If This Looks Familiar
If you’ve worked with ELF binaries, you’ve already used this pattern. PLT (Procedure Linkage Table) stubs in ELF dynamic linking work the same way: the first call to a dynamically linked function goes through a stub that resolves the symbol and patches the GOT (Global Offset Table) entry. Every subsequent call goes through the patched GOT entry directly. Lazy resolution applies the same principle at the application level, with the resolver under your control instead of the dynamic linker’s.
Key Takeaways
- Lazy resolution trades a one-time startup cost for zero per-call overhead. After resolution, it’s indistinguishable from a direct function pointer.
- The pattern has three moving parts: a function pointer, a resolver stub, and a patch. The resolver runs once and then gets out of the way.
- Combined with decoupled CRTP, lazy resolution gives you both composition (template inheritance chains) and zero-overhead dispatch. That’s the combination that makes it compelling over raw function pointers.

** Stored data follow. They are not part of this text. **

PR #281, opened 2020-04-09
Allow boto3 to determine the current profile name

rsclarke-vgw:
A small fix to revert the changes that picks up the `AWS_PROFILE` environment variable and now lets boto3 decide, as highlighted in https://github.com/lyft/cartography/pull/272#discussion_r406471526 

For a single account, `boto3_session.profile_name` will contain the correct value at https://github.com/lyft/cartography/blob/713cc5b3f9bc410e61ae5f7e595b15b39ab588bf/cartography/intel/aws/organizations.py#L27

### DIFF
--- a/cartography/intel/aws/__init__.py
+++ b/cartography/intel/aws/__init__.py
@@ -1,5 +1,4 @@
 import logging
-import os
 
 import boto3
 import botocore.exceptions
@@ -79,8 +78,7 @@ def start_aws_ingestion(neo4j_session, config):
         "UPDATE_TAG": config.update_tag,
     }
     try:
-        profile_name = os.getenv("AWS_PROFILE", default="default") or "default"
-        boto3_session = boto3.Session(profile_name=profile_name)
+        boto3_session = boto3.Session()
     except (botocore.exceptions.BotoCoreError, botocore.exceptions.ClientError) as e:
         logger.debug("Error occurred calling boto3.Session().", exc_info=True)
         logger.error(


achantavy:
@SecPrez Thoughts?

I'm think good with this PR because (1) it defers to boto3 for determining the credential source, and (2) we still have [@rsclarke-vgw's change](https://github.com/rsclarke-vgw/cartography/blob/537d3236236962b15c2f9db59c607a620fe42fa7/cartography/intel/aws/organizations.py#L27) where we don't erroneously insist on using a 'default' profile that doesn't exist in the user's config.

There is a broader question though about how we want to manage params going forward (env vars versus CLI switches versus config files) and how should we be consistent.  We can all talk about that here in this thread or in Slack or some other venue.

SecPrez:
> @SecPrez Thoughts?
> 
> I think I'm good with this PR because (1) it defers to boto3 for determining the profile/credential source, and (2) we still have [@rsclarke-vgw's other change](https://github.com/rsclarke-vgw/cartography/blob/537d3236236962b15c2f9db59c607a620fe42fa7/cartography/intel/aws/organizations.py#L27) where we don't erroneously insist on using a 'default' profile that doesn't exist in the user's config.
> 
> There is a broader question though about how we want to manage params going forward (env vars versus CLI switches versus config files) and how should we be consistent. We can all talk about that here in this thread or in Slack or some other venue.

Yes, I agree. This is what I do on my local dev environment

- OpenJDK has used this pattern since JDK 10 for GC barrier dispatch, with
FakeRttiproviding type-safe downcasts at the cost of a single bitwise AND, no C++ RTTI required.
Appendix: How OpenJDK Does It
The pattern above is a simplified version of what OpenJDK has used since JDK 10 for GC barrier dispatch. If you’re curious how this looks in a production codebase, here’s the mapping.
In OpenJDK, the equivalent of our _store_func lives in a RuntimeDispatch template. It holds one function pointer per access type (load, store, CAS, etc.), each starting at a resolver stub. The resolution switch lives in access.inline.hpp:
1
2
3
4
5
6
7
8
9
10
// OpenJDK: access.inline.hpp (simplified)
BarrierResolver::resolve_barrier_gc() {
switch (BarrierSet::barrier_set()->kind()) {
case BarrierSet::G1:
return G1BarrierSet::AccessBarrier<decorators>::oop_store;
case BarrierSet::CardTable:
return CardTableBarrierSet::AccessBarrier<decorators>::oop_store;
// ...
}
}
The pieces map directly to our simplified version:
| Simplified version | OpenJDK |
|---|---|
StoreFn _store_func | RuntimeDispatch::_store_func |
store_init() | RuntimeDispatch::store_init() |
switch (kind) | BarrierResolver::resolve_barrier_gc() |
_store_func = func | patching in xxx_init |
Here’s how it all connects:
flowchart LR
A["HeapAccess::store()"] --> B["RuntimeDispatch::store()"]
B --> C{"_store_func"}
C -.->|first call| D["store_init()"]
D -.-> E["resolve_barrier_gc()"]
E -.->|func ptr| D
D -.->|patch + tail-call| G["G1::AccessBarrier::store()"]
C -->|subsequent| G
The caller (HeapAccess::store) never changes. It always calls through RuntimeDispatch::store, which always calls through _store_func. The only thing that changes is what _store_func points to, and that changes exactly once.
The production implementation also includes a decorator-based template metaprogramming layer for composing barrier concerns, but that’s orthogonal to the lazy resolution pattern itself.
The benchmark code and all examples are in the companion repository. Measured on Intel Xeon Gold 6130, GCC 11.4, libstdc++, -O2 -march=skylake-avx512, pinned to a single core with taskset -c 0. Best of 3 runs reported.